About this exercise — Go through the listing below and output exactly the line with "Add AbortSignal to", the line with "PR #279, opened 2023-03-20", and each line between; omit the rest.

(Information shown Opens)

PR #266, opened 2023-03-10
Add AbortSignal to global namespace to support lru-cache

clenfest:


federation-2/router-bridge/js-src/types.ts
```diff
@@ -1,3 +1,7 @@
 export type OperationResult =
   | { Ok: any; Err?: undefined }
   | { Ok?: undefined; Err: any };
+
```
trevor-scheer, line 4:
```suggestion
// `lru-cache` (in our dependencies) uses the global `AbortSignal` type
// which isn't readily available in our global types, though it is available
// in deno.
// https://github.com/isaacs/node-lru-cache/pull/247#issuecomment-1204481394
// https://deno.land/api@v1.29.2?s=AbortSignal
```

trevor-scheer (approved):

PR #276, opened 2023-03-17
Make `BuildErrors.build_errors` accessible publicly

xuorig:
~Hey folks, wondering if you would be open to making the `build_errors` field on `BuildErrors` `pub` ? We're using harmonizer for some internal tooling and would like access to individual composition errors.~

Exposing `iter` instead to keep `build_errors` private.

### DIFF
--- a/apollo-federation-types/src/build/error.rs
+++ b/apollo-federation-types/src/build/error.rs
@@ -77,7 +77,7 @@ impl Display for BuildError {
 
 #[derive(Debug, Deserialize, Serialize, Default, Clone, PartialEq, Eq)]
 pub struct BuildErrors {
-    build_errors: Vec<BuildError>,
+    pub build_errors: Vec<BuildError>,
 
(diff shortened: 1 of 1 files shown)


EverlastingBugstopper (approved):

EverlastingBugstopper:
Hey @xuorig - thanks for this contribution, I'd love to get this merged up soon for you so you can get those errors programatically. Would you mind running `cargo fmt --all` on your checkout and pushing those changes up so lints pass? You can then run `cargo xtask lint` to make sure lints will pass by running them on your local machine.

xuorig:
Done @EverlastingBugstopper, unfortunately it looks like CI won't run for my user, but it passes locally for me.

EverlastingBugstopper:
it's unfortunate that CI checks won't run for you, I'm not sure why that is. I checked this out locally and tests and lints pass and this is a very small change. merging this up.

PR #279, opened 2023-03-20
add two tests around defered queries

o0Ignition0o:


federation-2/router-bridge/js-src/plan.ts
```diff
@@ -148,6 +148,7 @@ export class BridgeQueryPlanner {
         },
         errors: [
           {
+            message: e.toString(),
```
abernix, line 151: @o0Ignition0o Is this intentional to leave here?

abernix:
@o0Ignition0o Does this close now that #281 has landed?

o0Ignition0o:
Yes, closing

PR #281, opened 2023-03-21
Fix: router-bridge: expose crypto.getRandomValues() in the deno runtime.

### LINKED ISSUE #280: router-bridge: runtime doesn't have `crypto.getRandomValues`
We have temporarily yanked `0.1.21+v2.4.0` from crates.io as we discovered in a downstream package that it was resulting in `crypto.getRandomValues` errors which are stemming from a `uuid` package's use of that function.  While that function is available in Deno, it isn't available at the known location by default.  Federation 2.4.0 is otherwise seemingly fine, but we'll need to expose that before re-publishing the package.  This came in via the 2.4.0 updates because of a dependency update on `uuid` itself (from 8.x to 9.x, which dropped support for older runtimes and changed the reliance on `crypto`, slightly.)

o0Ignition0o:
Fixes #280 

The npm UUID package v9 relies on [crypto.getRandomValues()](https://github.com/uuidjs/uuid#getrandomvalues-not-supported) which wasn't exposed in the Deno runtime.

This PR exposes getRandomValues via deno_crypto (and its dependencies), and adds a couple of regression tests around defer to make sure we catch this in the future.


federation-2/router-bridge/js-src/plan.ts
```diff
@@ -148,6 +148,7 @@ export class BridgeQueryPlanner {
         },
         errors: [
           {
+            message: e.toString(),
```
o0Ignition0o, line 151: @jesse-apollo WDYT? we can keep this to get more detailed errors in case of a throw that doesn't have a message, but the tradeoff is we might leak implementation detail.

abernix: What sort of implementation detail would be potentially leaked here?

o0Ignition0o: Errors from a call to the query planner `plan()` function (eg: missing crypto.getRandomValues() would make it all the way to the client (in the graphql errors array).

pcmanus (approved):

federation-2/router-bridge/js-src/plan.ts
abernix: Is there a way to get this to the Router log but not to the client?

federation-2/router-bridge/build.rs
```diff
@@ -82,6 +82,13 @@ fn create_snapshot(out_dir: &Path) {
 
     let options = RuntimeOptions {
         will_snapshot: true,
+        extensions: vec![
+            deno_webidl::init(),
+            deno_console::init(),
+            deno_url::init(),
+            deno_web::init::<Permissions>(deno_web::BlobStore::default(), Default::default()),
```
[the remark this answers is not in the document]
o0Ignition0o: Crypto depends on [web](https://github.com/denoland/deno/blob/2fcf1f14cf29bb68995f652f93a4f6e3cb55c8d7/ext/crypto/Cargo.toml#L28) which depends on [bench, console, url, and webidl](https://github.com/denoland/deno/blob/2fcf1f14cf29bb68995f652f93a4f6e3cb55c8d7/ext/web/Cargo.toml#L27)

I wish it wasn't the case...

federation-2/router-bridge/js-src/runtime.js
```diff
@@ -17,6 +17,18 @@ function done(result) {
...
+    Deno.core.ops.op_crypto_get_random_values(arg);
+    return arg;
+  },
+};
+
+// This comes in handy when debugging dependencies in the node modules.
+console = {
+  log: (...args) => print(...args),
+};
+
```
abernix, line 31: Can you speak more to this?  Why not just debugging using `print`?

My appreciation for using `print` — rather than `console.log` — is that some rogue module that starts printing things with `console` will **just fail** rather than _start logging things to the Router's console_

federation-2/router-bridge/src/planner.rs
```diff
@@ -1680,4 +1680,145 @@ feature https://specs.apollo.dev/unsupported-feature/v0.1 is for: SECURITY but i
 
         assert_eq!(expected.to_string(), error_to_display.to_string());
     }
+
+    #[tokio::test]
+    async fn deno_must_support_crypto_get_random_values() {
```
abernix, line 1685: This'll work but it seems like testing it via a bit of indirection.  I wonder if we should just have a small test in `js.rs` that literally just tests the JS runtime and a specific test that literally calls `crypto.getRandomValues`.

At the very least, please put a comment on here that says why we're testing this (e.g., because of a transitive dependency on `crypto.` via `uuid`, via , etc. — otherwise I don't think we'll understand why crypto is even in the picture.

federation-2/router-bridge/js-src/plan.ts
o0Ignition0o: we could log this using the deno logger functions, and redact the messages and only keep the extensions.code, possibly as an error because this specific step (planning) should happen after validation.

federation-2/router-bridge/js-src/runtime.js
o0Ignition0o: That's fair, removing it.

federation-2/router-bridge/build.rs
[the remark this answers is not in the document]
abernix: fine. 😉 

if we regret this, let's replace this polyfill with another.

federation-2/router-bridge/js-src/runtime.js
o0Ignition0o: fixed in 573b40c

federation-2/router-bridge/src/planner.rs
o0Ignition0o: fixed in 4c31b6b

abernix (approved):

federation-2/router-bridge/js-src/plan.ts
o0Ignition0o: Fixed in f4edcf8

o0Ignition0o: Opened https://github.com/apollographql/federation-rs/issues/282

(Information shown Closes)

Result of the task —
Add AbortSignal to global namespace to support lru-cache

clenfest:


federation-2/router-bridge/js-src/types.ts
```diff
@@ -1,3 +1,7 @@
 export type OperationResult =
   | { Ok: any; Err?: undefined }
   | { Ok?: undefined; Err: any };
+
```
trevor-scheer, line 4:
```suggestion
// `lru-cache` (in our dependencies) uses the global `AbortSignal` type
// which isn't readily available in our global types, though it is available
// in deno.
// https://github.com/isaacs/node-lru-cache/pull/247#issuecomment-1204481394
// https://deno.land/api@v1.29.2?s=AbortSignal
```

trevor-scheer (approved):

PR #276, opened 2023-03-17
Make `BuildErrors.build_errors` accessible publicly

xuorig:
~Hey folks, wondering if you would be open to making the `build_errors` field on `BuildErrors` `pub` ? We're using harmonizer for some internal tooling and would like access to individual composition errors.~

Exposing `iter` instead to keep `build_errors` private.

### DIFF
--- a/apollo-federation-types/src/build/error.rs
+++ b/apollo-federation-types/src/build/error.rs
@@ -77,7 +77,7 @@ impl Display for BuildError {
 
 #[derive(Debug, Deserialize, Serialize, Default, Clone, PartialEq, Eq)]
 pub struct BuildErrors {
-    build_errors: Vec<BuildError>,
+    pub build_errors: Vec<BuildError>,
 
(diff shortened: 1 of 1 files shown)


EverlastingBugstopper (approved):

EverlastingBugstopper:
Hey @xuorig - thanks for this contribution, I'd love to get this merged up soon for you so you can get those errors programatically. Would you mind running `cargo fmt --all` on your checkout and pushing those changes up so lints pass? You can then run `cargo xtask lint` to make sure lints will pass by running them on your local machine.

xuorig:
Done @EverlastingBugstopper, unfortunately it looks like CI won't run for my user, but it passes locally for me.

EverlastingBugstopper:
it's unfortunate that CI checks won't run for you, I'm not sure why that is. I checked this out locally and tests and lints pass and this is a very small change. merging this up.

PR #279, opened 2023-03-20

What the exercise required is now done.